→ **What is needed**
Among the entries, which lines carry the string "https"? Copy every one.

[Saved data entries]
________________

PR #2897, opened 2024-08-09
feat: switch from xgo to gorelaser-cross

### LINKED ISSUE #2074: Replace current goreleaser build with goreleaser-cross
The current workflow is rather error prone and had issues in the past.

There is however an "official" cross-compile setup for goreleaser that we could try:

https://github.com/goreleaser/goreleaser-cross

csatib02:
## Overview
- Building of Bank-Vaults was a bit hacky since the pkcs11 package can't be built with simple Go Crosscompiling, so we used xgo, but that is not directly supported in GoReleaser, so we did the actual compilation with xgo in post hooks for all targets.
- This PR introduces [Goreleaser-cross](https://github.com/goreleaser/goreleaser-cross)

Fixes #2074

### DIFF
--- a/.goreleaser.yaml
+++ b/.goreleaser.yaml
@@ -22,8 +22,6 @@ builds:
       - PKG_CONFIG_PATH=/sysroot/macos/amd64/usr/local/lib/pkgconfig
       - CC=o64-clang
       - CXX=o64-clang++
-    flags:
-      - -mod=readonly
     ldflags:
       - -s -w -X main.Version={{.Version}} -X main.commitHash={{.ShortCommit}} -X main.buildDate={{.Date}}
 
@@ -40,8 +38,6 @@ builds:
       - PKG_CONFIG_PATH=/sysroot/macos/arm64/usr/local/lib/pkgconfig
       - CC=oa64-clang
       - CXX=oa64-clang++
-    flags:
-      - -mod=readonly
     ldflags:
       - -s -w -X main.Version={{.Version}} -X main.commitHash={{.ShortCommit}} -X main.buildDate={{.Date}}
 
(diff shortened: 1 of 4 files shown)


Makefile
```diff
@@ -39,7 +42,25 @@ container-image: ## Build container image
...
+		-v `pwd`:/go/src/$(PACKAGE_NAME) \
+		-w /go/src/$(PACKAGE_NAME) \
+		ghcr.io/goreleaser/goreleaser-cross:${GOLANG_CROSS_VERSION} \
+		--clean --skip=publish --snapshot
+
+.PHONY: release
+release: ## Release the project
+	@docker run \
+		--rm \
+		-e CGO_ENABLED=1 \
```
sagikazarmark, line 58: You will probably need to pass a GITHUB_TOKEN to the container as well.

.goreleaser.yaml
```diff
@@ -10,38 +7,90 @@ dist: build/dist
...
-    hooks:
-      post:
-        - xgo -targets {{ .Os }}/{{ .Arch }} -dest build/dist -ldflags '-s -w -X main.Version={{ .Version }} -X main.commitHash={{ .ShortCommit }} -X main.buildDate={{ .Date }}' -pkg cmd/bank-vaults .
-        - sudo bash -c "mkdir -p build/dist/bank-vaults_{{ .Os }}_{{ .Arch }}; mv build/dist/github.com/bank-vaults/bank-vaults-{{ .Os }}-{{ .Arch }} build/dist/bank-vaults_{{ .Os }}_{{ .Arch }}/bank-vaults"
+    env:
+      - CGO_ENABLED=1
+      - CC=aarch64-linux-gnu-gcc
+      - CXX=aarch64-linux-gnu-g++
+    flags:
+      - -mod=readonly
```
sagikazarmark, line 76: Isn't this the default for go build commands?

Makefile
sagikazarmark, line 58: CGO is enabled above. Does it have to be here as well?

ramizpolic (approved):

________________

→ **Reply**
https://github.com/goreleaser/goreleaser-cross
- This PR introduces [Goreleaser-cross](https://github.com/goreleaser/goreleaser-cross)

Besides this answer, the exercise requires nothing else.